[[ PROVIDED DATA, beginning ]]

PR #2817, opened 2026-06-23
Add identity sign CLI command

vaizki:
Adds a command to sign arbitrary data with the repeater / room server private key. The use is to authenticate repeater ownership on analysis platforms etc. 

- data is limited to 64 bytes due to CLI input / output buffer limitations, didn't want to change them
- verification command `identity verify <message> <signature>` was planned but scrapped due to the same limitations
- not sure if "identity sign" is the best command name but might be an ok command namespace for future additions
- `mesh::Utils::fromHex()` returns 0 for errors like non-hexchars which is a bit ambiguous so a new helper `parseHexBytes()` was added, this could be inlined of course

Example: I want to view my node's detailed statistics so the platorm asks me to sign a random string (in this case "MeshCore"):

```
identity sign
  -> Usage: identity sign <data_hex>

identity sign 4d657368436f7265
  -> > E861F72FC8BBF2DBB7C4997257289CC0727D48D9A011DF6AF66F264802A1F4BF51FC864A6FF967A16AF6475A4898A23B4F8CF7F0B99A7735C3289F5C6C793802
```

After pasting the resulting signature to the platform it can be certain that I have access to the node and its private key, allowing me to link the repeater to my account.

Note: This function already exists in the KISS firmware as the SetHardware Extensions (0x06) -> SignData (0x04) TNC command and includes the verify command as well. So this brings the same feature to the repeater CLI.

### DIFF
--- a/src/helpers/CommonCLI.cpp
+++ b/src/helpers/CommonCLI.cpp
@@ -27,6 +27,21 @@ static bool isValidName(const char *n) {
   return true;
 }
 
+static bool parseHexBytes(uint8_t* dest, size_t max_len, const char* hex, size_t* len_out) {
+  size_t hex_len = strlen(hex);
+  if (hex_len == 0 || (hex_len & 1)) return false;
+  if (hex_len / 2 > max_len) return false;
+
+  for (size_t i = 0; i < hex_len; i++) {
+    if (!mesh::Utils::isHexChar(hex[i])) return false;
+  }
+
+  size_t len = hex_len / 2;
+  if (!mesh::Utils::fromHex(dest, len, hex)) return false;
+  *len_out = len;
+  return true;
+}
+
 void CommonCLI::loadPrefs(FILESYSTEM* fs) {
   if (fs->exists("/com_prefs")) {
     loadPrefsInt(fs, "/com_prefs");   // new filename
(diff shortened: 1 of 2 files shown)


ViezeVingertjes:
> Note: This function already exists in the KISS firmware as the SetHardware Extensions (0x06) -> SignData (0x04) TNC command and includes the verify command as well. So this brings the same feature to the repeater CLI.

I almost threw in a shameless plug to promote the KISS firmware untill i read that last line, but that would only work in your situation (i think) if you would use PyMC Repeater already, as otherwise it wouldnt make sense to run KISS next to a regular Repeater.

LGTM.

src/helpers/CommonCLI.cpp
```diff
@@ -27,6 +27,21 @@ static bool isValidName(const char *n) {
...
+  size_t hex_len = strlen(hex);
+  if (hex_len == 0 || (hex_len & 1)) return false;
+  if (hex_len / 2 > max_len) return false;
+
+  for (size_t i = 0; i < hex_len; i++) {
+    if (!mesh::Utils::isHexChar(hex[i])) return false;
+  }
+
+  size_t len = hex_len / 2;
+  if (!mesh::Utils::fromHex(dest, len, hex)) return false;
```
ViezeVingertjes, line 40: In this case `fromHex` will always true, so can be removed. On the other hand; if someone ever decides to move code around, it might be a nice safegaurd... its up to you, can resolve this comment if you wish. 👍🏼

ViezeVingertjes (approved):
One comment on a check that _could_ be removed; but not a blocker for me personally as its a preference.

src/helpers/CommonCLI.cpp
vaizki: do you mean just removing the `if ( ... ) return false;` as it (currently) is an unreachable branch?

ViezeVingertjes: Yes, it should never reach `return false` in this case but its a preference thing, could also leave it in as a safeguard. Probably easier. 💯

[[ PROVIDED DATA, end ]]
[[ PROVIDED DATA, beginning ]]

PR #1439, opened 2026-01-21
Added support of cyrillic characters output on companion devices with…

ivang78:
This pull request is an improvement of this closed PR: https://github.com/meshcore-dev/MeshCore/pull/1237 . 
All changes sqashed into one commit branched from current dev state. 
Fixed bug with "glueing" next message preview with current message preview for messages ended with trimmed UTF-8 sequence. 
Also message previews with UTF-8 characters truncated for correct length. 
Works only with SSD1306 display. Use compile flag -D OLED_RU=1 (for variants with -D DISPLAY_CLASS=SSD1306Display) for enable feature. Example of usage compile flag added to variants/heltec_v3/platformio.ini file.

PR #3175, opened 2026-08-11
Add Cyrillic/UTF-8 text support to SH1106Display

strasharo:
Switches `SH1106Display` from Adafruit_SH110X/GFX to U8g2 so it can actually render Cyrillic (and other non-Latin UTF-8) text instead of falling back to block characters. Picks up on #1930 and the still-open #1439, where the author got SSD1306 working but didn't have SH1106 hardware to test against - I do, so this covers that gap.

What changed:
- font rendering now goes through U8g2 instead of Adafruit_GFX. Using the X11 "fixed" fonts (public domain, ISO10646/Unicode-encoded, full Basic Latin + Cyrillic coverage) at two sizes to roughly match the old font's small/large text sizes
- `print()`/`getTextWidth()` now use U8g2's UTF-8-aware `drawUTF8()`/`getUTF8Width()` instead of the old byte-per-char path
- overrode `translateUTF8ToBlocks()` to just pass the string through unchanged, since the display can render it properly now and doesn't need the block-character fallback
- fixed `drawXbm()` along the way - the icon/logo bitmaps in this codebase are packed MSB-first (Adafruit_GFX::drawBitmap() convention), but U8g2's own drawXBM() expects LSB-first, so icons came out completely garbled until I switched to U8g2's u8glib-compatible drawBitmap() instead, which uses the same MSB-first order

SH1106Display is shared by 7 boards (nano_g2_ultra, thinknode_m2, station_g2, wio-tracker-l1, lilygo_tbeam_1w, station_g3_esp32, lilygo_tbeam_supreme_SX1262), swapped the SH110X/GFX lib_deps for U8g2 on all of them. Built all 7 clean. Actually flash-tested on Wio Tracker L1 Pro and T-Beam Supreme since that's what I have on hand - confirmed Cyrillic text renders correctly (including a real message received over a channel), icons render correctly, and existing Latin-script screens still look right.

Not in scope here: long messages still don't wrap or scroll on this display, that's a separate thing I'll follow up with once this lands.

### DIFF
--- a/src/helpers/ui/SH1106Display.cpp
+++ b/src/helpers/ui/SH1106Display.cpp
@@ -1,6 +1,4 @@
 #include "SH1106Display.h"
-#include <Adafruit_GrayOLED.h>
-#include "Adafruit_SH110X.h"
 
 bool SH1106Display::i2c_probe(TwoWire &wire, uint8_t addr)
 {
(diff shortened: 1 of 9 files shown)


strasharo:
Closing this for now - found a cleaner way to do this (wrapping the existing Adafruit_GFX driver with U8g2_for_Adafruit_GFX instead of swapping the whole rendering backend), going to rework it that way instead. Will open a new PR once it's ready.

[[ PROVIDED DATA, end ]]

* TASK OBJECTIVE
Match on "Extensions" and report each line of the data above that has it.

* YOUR SOLUTION
Note: This function already exists in the KISS firmware as the SetHardware Extensions (0x06) -> SignData (0x04) TNC command and includes the verify command as well. So this brings the same feature to the repeater CLI.
> Note: This function already exists in the KISS firmware as the SetHardware Extensions (0x06) -> SignData (0x04) TNC command and includes the verify command as well. So this brings the same feature to the repeater CLI.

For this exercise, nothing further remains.